People with narcolepsy can also suffer from sleep disorders that aren’t typical of their condition. Some often find themselves unable to move for several minutes after waking up. Such sleep paralysis can be very frightening. Moreover, narcolepsy patients often
have extremely vivid dreams—or more frequently nightmares—in the transition between waking and sleeping. These are known as hypnagogic hallucinations and can be so powerful that patients lose touch with reality. A woman who had often hallucinated that all her teeth were being pulled out just as she was waking up didn’t realize that a later visit to the dentist was real and not a hallucination. She jumped out of the chair and ran for dear life, just as she did in her hallucination, leaving a very puzzled dentist behind. Other people have hallucinated that dwarfs were stabbing them, that they were being sucked into a corpse, or that they were dying in terrible, violent ways. Hypnagogic hallucinations can be similar to schizophrenic hallucinations and sometimes provoke out-of-body experiences that resemble near-death experiences. Functional scanning does in fact reveal changing activity patterns in the temporal lobe, just as in near-death experiences caused by lack of oxygen (see chapter 16).

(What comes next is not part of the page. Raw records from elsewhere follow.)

PR #24490, opened 2023-08-23
Add Interface for "Azure Function" Implementation

Spycoclown:
Increase the testability of codeunits that call Azure Functions

### DIFF
--- a/Modules/System/Azure Function/AzureFunctions.Codeunit.al
+++ b/Modules/System/Azure Function/AzureFunctions.Codeunit.al
@@ -22,6 +22,7 @@ codeunit 7804 "Azure Functions"
     /// <param name="QueryDict">Dictionary of query parameters for the request.</param>
     /// <returns>Instance of Azure function response object.</returns>
     [NonDebuggable]
+    [Obsolete('Replaced by SendGetRequest function with AzureFunctionsInterface parameter.', '22.0')]
     procedure SendGetRequest(AzureFunctionsAuthentication: Interface "Azure Functions Authentication"; QueryDict: Dictionary of [Text, Text]): Codeunit "Azure Functions Response"
     begin
         exit(AzureFunctionsImpl.SendGetRequest(AzureFunctionsAuthentication, QueryDict));
@@ -35,6 +36,7 @@ codeunit 7804 "Azure Functions"
     /// <param name="ContentTypeHeader">Content type of the body to add to the request header.</param>
     /// <returns>Instance of Azure function response object.</returns>
     [NonDebuggable]
+    [Obsolete('Replaced by SendPostRequest function with AzureFunctionsInterface parameter.', '22.0')]
     procedure SendPostRequest(AzureFunctionsAuthentication: Interface "Azure Functions Authentication"; Body: Text; ContentTypeHeader: text): Codeunit "Azure Functions Response"
     begin
         exit(AzureFunctionsImpl.SendPostRequest(AzureFunctionsAuthentication, Body, ContentTypeHeader));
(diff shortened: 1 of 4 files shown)


pri-kise:
@Spycoclown are you planning to add tests as well? 
currently this change does no provide this much value.

Spycoclown:
No, tests for the interface are not planned at this point. The purpose is to ensure that when one uses this codeunit, one can write tests for it without actually firing an HTTP send. When using these Azure Function codeunit, one can provide an implementation for the tests that does not include a send. Alternatively, it would of course be possible to capture the send using an event handle pattern. Either one would be very good.

pri-kise:
Ah okay. I understand.
You'd like to test your process for process that uses azure functions for specific scenarios in a custom app.

I still would prefer a Setter Method for the Azure Function Codeunit: 
and add a local procedure the get the Interface (fallback to the default implementation codeunit)

Additionally the current implementation codeunit has Access = Internal (BY Design) therefore we wouldn't be able to use this Codeunit in Code to call the new methods with this codeunit.

Spycoclown:
The issue with the internal setter is that only the System App can access it, and externals can't write tests for it. Therefore, it's important not to make it internal.

Spycoclown:
@pri-kise ja, die Setter Methode finde ich auch gut, aber du hast recht, Internal ist natürlich auch ein Problem, kann man das ändern?

pri-kise:
I would suggest to add a 2nd global variable  `AzureFunctionsInterfaceSet: Boolean`;

Add a local  method somehow called 
```al
GetAzureFunctionImplementation(): Interface "IAzureFunctions"
begin
// if not Initiazlized -> Return Default
// else -> return global Interface
end;
```
similiar to the following methods inside the factory codeunit of @vjekob
https://github.com/vjekob/bctechdays2023/blob/ed7ee27f5fe854ee74bbbf3e121551eb8cbdd66b/app/src/Midjourney.Interfaces/Factory/MidjourneyFactory.Codeunit.al#L33

pri-kise (approved):

Modules/System/Azure Function/AzureFunctions.Codeunit.al
```diff
@@ -37,7 +48,7 @@ codeunit 7804 "Azure Functions"
     [NonDebuggable]
     procedure SendPostRequest(AzureFunctionsAuthentication: Interface "Azure Functions Authentication"; Body: Text; ContentTypeHeader: text): Codeunit "Azure Functions Response"
     begin
-        exit(AzureFunctionsImpl.SendPostRequest(AzureFunctionsAuthentication, Body, ContentTypeHeader));
+        exit(GetAzureFunctionInterface.SendPostRequest(AzureFunctionsAuthentication, Body, ContentTypeHeader));
```
pri-kise, line 51: You must add parantheses to any procedure
>   Error: AA0008 You must specify open and close parenthesis after 'GetAzureFunctionInterface'.

Spycoclown: yeah, I saw it too, but I didn't have time. I fixed it now ;) Thx

Spycoclown:
@JesperSchulz is something missing or do i just have to wait?

Spycoclown:
great, thx for the information.

pri-kise:
@Spycoclown you could check out the new RestClient Module.

Maybe it's an option to refactor this module to make use of this RestClient Module.
Then you would only have to provide the a way to set the HttpClientHandler on the public facade codeunit.
For testing you then could simple replace the HttpClientHandler Interface with one for testing.

Spycoclown:
@pri-kise yes, I can have a look a it. Should I use the new SecuredText?

PR #24571, opened 2023-08-25
GP migration changes for 08/2023

jaymckinney-enavate:
#### Remove pre-migration data cleanup code
- A Company should only be migrated once. If it needs to be done again, it should first be deleted. Because of this, the pre-migration data cleanup code was unnecessary.

#### Ability to skip blank segments
- Blank segments were causing migrations to fail.
 
#### Use the "Oldest GL Year to Migrate" setting to also limit the Accounting Periods created in BC.
- This prevents unnecessary Accounting Periods from being created.

#### Additional changes to PO line logic.
- Much more accurate counts and unit costs.
- No longer includes the currency with the PO header. The amounts migrated are already in the functional currency.

#### Enhancements to migrating Vendor Bank Accounts
- Always rename the bank code to Vendor No. and append a number if there are multiple accounts.
- If only one account, don't append number and assign it as the preferred Vendor bank account.
- If the Vendor No. is 20 characters in length (max size), the resulting bank code will use the first 18 characters of the Vendor No. 
- Update the US extension to update the 'Use for electronic payments' for all preferred Vendor bank accounts.

#### Enhancement to migrated email addresses

Currently the migration tool migrates email addresses contained in the INET1 field from the GP SY01200.

The migration tool will be expanded to also migrate the following fields in addition to the INET1 field.   These will be placed in the E-Mail field on the Customer (18) and Vendor (23) tables respectively.  

- EmailToAddress
- EmailCcAddress
- EmailBCCAddress

The Customer and Vendor record E-mail field allows for multiple email addresses separated by a semicolon.
The Customer and Vendor address record's E-mail field only allows a single email address.

Email address selection order: 

1. To
2. Cc
3. Bcc
4. INET1

If the email address is too large for the field, it is skipped in favor of a smaller one.
If the email address is syntactically incorrect, it is also skipped in favor of a correct one.


Apps/W1/HybridGP/app/src/Migration/Customers/GPCustomerTransactions.page.al
```diff
@@ -1,8 +1,13 @@
 page 4094 "GP Customer Transactions"
 {
+    Caption = 'GP Customer Transactions';
+    AdditionalSearchTerms = 'staging';
     PageType = List;
     SourceTable = "GP Customer Transactions";
-    Caption = 'Customer Transactions';
+    DeleteAllowed = false;
```
nikolakukrika, line 7: Why are we blocking insert and delete? 
Maybe we should raise a warning?

Apps/W1/HybridGP/app/src/Migration/History/GPPOPReceiptApply.table.al
```diff
@@ -276,6 +276,7 @@ table 4060 "GPPOPReceiptApply"
     {
     }
 
+    [Obsolete('This procedure is no longer used, use GetSumQtyShippedByUnitCost instead.', '23.0')]
```
nikolakukrika, line 279: We need #if not CLEAN23, #endif tags

Apps/W1/HybridGP/app/src/Migration/History/GPPOPReceiptApply.table.al
```diff
@@ -294,6 +295,27 @@ table 4060 "GPPOPReceiptApply"
         exit(TotalShipped);
     end;
 
+    procedure GetSumQtyShippedByUnitCost(PO_Number: Text[18]; PO_LineNo: Integer; Location: Text[12]; UnitCost: Decimal): Decimal
+    var
+        TotalShipped: Decimal;
+    begin
+        TotalShipped := 0;
+        Rec.Reset();
```
nikolakukrika, line 303: It is dangerous to use Rec, because you will delete all filters. It is better to use a different variable and to copy filters or use a rec to filter on the values.

Apps/W1/HybridGP/app/src/Migration/History/GPPOPReceiptApply.table.al
```diff
@@ -311,4 +333,24 @@ table 4060 "GPPOPReceiptApply"
 
         exit(TotalInvoiced);
     end;
+
+    procedure GetSumQtyInvoicedByUnitCost(PO_Number: Text[18]; PO_LineNo: Integer; Location: Text[12]; UnitCost: Decimal): Decimal
+    var
+        TotalInvoiced: Decimal;
+    begin
+        TotalInvoiced := 0;
+        Rec.Reset();
```
nikolakukrika, line 342: Same comment here regarding the reset of the filters.

Apps/W1/HybridGP/app/src/Migration/Support/GPConfiguration.table.al
```diff
@@ -33,6 +33,9 @@ table 4024 "GP Configuration"
         {
             DataClassification = SystemMetadata;
             InitValue = false;
+            ObsoleteState = Pending;
```
nikolakukrika, line 36: Same comment regarding if not CLEAN tags

Apps/W1/HybridGP/app/src/Migration/Support/HelperFunctions.codeunit.al
```diff
@@ -303,54 +303,14 @@ Codeunit 4037 "Helper Functions"
         CustomerDataMigrationFacade.CreateCountryIfNeeded(CountryCode, CountryName, AddressFormatToSet::"City+County+Post Code", ContactAddressFormatToSet::"After Company Name");
     end;
 
+    [Obsolete('Data cleanup is no longer performed before migration.', '23.0')]
```
nikolakukrika, line 306: Same comment regarding IF Not cleantags

Apps/W1/HybridGP/app/src/codeunits/HybridGPManagement.codeunit.al
```diff
@@ -16,14 +16,25 @@ codeunit 4016 "Hybrid GP Management"
...
 
         UpdateStatusOnHybridReplicationCompleted(RunId, NotificationText);
         HandleInitializationofGPSynchronization(RunId, SubscriptionId, NotificationText);
+
+        GPConfiguration.GetSingleInstance();
+        if not GPConfiguration."Use Two Step Process" then begin
+            HybridReplicationSummary.SetCurrentKey("Start Time");
+            if HybridReplicationSummary.FindLast() then
+                if HybridReplicationSummary.Status = HybridReplicationSummary.Status::UpgradePending then
+                    Session.StartSession(SessionId, Codeunit::"Start Data Upgrade", CompanyName, HybridReplicationSummary, GetDefaultJobTimeout());
```
nikolakukrika, line 36: We do not trigger the upgrade like this. There is already a procedure that starts the data upgrade. The new method is not needed.

Apps/W1/HybridGP/app/src/pages/GPMigrationGeneralSettings.Page.al
```diff
@@ -0,0 +1,57 @@
+page 4102 "GP Migration General Settings"
```
nikolakukrika, line 1: If you agree, I think we should leave the 2 step out of this PR and keep the code running as it is. Lets align the code once the troubleshooting changes are in. I believe we will need to churn more code, so it would be good to align the changes.

nikolakukrika (approved):

Apps/W1/HybridGP/app/src/Migration/Support/GPConfiguration.table.al
jaymckinney-enavate: Could this cause future upgrades to fail since it would be actually removing the field?

Apps/W1/HybridGP/app/src/pages/GPMigrationGeneralSettings.Page.al
jaymckinney-enavate: Will do

nikolakukrika (approved):
Left comments regarding obsoletions

Apps/W1/HybridGP/app/src/Migration/Support/GPConfiguration.table.al
jaymckinney-enavate: Thanks

nikolakukrika (approved):

JesperSchulz:

Build ID: 12510.

JesperSchulz:

Build ID to track: 12567.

The symptoms of narcolepsy are caused by the absence of a chemical messenger in the hypothalamus called hypocretin (or orexin). Degeneration of the cells in the hypothalamus (a phenomenon that has yet to be explained) can induce the symptoms of narcolepsy. This process can be tracked by measuring hypocretin levels in the cerebrospinal fluid. Narcolepsy with cataplexy can also arise when the brain becomes unreceptive to the message of hypocretin. This is caused by a tiny mutation in the DNA of the gene producing the protein that receives this message: the hypocretin receptor. These mutations are rare in humans, but when I was a guest lecturer at Stanford University in the United States, I encountered a dog who had it. It wasn’t easy to get to see the dog: My team had to fill out endless forms at checkpoint after checkpoint and comply with all kinds of safety measures and clothing requirements. The animal quarters at Stanford are so costly that, as the head of the research team sighed, “The dog is more expensive to maintain than a post-doc.” We had taken along a tin of the dog’s favorite food, and we were not disappointed by the effect. The massive Doberman wagged his tail and went into paroxysms of joy. Then his back legs suddenly collapsed beneath him (fig. 19), followed by his front legs, after which he fell asleep on his side. He recovered very rapidly and began to munch contentedly on his favorite meal. We crept away, closing the door of his pen behind us, and returned to the checkpoints. Suddenly I heard the patter of footsteps behind me. I turned around to find myself looking right into the eyes of the Doberman, who was following me, his head on a level with my shoulders. He wanted some more of that delicious dog food and had somehow managed to get the door open. Clearly, the mutation in question doesn’t impair the intellect.